#### [What this task involves]
Identify each line in the records below that contains the word "titleSize", and copy it.

#### [Dataset excerpts]

PR #4926, opened 2018-08-28
[ActionSheet] Update header to support RTL

codeman7:
This fix updates the labels width in the header to allow BiDi.

### DIFF
--- a/components/ActionSheet/src/private/MDCActionSheetHeaderView.m
+++ b/components/ActionSheet/src/private/MDCActionSheetHeaderView.m
@@ -64,6 +64,7 @@ static const CGFloat MiddlePadding = 8.f;
   CGSize size = CGRectInfinite.size;
   size.width = CGRectGetWidth(self.bounds);
   CGRect labelFrame = [self frameWithSafeAreaInsets:self.bounds];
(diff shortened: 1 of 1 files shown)


components/ActionSheet/src/private/MDCActionSheetHeaderView.m
```diff
@@ -68,10 +68,10 @@ - (void)layoutSubviews {
   CGSize titleSize = [_titleLabel sizeThatFits:labelFrame.size];
   CGSize messageSize = [_messageLabel sizeThatFits:labelFrame.size];
   CGRect titleFrame = CGRectMake(LeadingPadding + labelFrame.origin.x, TopStandardPadding,
-                                 titleSize.width, titleSize.height);
+                                 labelFrame.size.width, titleSize.height);
```
ianegordon, line 72: Not just this line, but a few places in this method.
We cannot directly access the data of a CGRect unless it has been run through CGRectStandardize().  
Either do so, or use CGRectGetHeight(), CGRectMinX(), etc.

ianegordon (dismissed):

ianegordon (approved):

#### [Exercise answer]
   CGSize titleSize = [_titleLabel sizeThatFits:labelFrame.size];
-                                 titleSize.width, titleSize.height);
+                                 labelFrame.size.width, titleSize.height);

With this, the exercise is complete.